ACTIVITY:
The expected answer is every line from the material below that has the word "type".

RECORD SET:
════
PR #5281, opened 2023-12-06
Update parse/grpc.go in mapper-framework

cl2017:
**What type of PR is this?**
/kind feature

This PR Update `grpc.go`:
- Add constant definition
- Optimize the if logic and reduce one if
- Error content added description
- Refine other code details

Fixes #

```release-note

```

### DIFF
--- a/staging/src/github.com/kubeedge/mapper-framework/pkg/util/parse/grpc.go
+++ b/staging/src/github.com/kubeedge/mapper-framework/pkg/util/parse/grpc.go
@@ -16,23 +16,20 @@ type TwinResultResponse struct {
 }
 
 func getProtocolNameFromGrpc(device *dmiapi.Device) (string, error) {
-
 	return device.Spec.Protocol.ProtocolName, nil
 }
 
 func getPushMethodFromGrpc(visitor *dmiapi.DeviceProperty) (string, error) {
-	// TODO add more push method
-	if visitor.PushMethod.Http != nil {
-		return "http", nil
+	if visitor.PushMethod != nil && visitor.PushMethod.Http != nil {
+		return common.PushMethodHTTP, nil
 	}
-	if visitor.PushMethod.Mqtt != nil {
-		return "mqtt", nil
+	if visitor.PushMethod != nil && visitor.PushMethod.Mqtt != nil {
+		return common.PushMethodMQTT, nil
 	}
 	return "", errors.New("can not parse publish method")
 }
 
 func getDBMethodFromGrpc(visitor *dmiapi.DeviceProperty) (string, error) {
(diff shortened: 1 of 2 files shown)


staging/src/github.com/kubeedge/mapper-framework/pkg/util/parse/grpc.go
```diff
@@ -132,68 +131,67 @@ func buildPropertiesFromGrpc(device *dmiapi.Device) []common.DeviceProperty {
 		var dbconfig common.DBConfig
 		var pushMethod []byte
 		var pushMethodName string
-		if pptv.PushMethod != nil {
-			if pptv.PushMethod.DBMethod != nil {
-				dbMethodName, err = getDBMethodFromGrpc(pptv)
+		if pptv.PushMethod != nil && pptv.PushMethod.DBMethod != nil {
+			dbMethodName, err = getDBMethodFromGrpc(pptv)
```
wbc6080, line 135: In order to fix the null pointer problem before, we put pptv.PushMethod != nil in a separate if. If you change it like this, if the user does not configure the http or mqtt field of pushMethod, it seems that the null pointer problem will reappear on line 178.

wbc6080: What I mean is that after this if, the pushMethodName field will be parsed on line 175. pptv.PushMethod != nil is not judged on line 175. This part of the original code is in the if of pptv.PushMethod != nil.

wbc6080: pushmethod

Shelley-BaoYue: > What I mean is that after this if, the pushMethodName field will be parsed on line 175. pptv.PushMethod != nil is not judged on line 175. This part of the original code is in the if of pptv.PushMethod != nil.

OK, I get it.

cl2017: Oh, yes. But if that's the case, these `if` is confusing, so let me fix it again

fisherxu (commented):
/assign @WillardHu 
Plz help take a look :)

cl2017:
> This method `buildPropertiesFromGrpc` is not sensitive to errors and we do not know if it will have an impact on the business. If an error occurs in the method, it will only be logged and properties will be lost.
> 
> In addition, I feel that there are many places in this file that can be abstracted and simplified.

ok, I'm going to look at this function more time, and I'll submit it again later.

fisherxu (commented):
/approve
════
FINISHED EXERCISE:
**What type of PR is this?**
@@ -16,23 +16,20 @@ type TwinResultResponse struct {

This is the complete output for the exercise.